Mehrere Sachen seien spannend, sagte er, während der Bus auf Tour war. Zum einen sei Schleswig-Holstein das erste Bundesland mit einem solchen Linienbus, wenn das ein Erfolg sei, werde die Nachfrage riesig sein und davon könnte auch Schleswig-Holstein profitieren. Immerhin werde im Land zwischen den Meeren auch im Bereich der Batteriekapazität geforscht.

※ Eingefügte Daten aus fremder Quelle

PR #3081, opened 2023-11-27
Make contributing to docs easier

daertommy:
With this PR readers can suggest changes to the docs with an easy to use WYSIWYG markdown editor.

[This](https://holocron.so/github/pr/wailsapp/wails/master/editor) is how the editor looks like for this repo.

https://github.com/remorses/docusaurus-example/assets/31321188/43c8bc68-3668-4a25-bf1c-a70eceab7bcb

### DIFF
--- a/website/docusaurus.config.js
+++ b/website/docusaurus.config.js
@@ -85,14 +85,15 @@ module.exports = async function configCreatorAsync() {
         ({
           docs: {
             sidebarPath: require.resolve("./sidebars.js"),
-            // Please change this to your repo.
-            editUrl: "https://github.com/wailsapp/wails/edit/master/website",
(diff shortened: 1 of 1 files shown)


leaanthony:
Congratulations on making a good looking project 🎉

We've had no feedback yet that editing docs is hard. Could consider it once holocron hits v1. My only concern is that these SSGs generally don't allow a fallback edit url should the first one be unavailable.

Good luck with the project 👍

daertommy:
The editor already redirects to another file in case the specified path does not exist, feel free to close this PR if you don’t find this tool useful 😀

leaanthony:
Will look at it in the future. Good luck! 👍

Verlässliche Daten hinsichtlich der Praktikabilität werde es im April 2013 geben, so Jürgen Lamla, Geschäftsführer der KViP, der den Minister begleitete. Auch Schleswig-Holstein verfolge das Ziel der CO2-Reduktion. Die Elektromobilität beim ÖPNV sei dabei hilfreich, so der Minister. Bei der KViP ist eine völlige Umstellung auf E-Busse nicht ausgeschlossen. Platz für eine große Ladestraße (Ein Bus benötigt zwischen drei und sechs Stunden zum Auftanken) sei, so Lamla, vorhanden. In China habe man sich eine solche Station bereits angeschaut.

Der Wirtschaftsminister jedenfalls zeigte sich positiv beeindruckt. Und auch er wartet nun auf die Datenauswertung, die bei der kaufmännischen Zukunftsentscheidung bei der KViP mit Sicherheit eine Rolle spielen wird.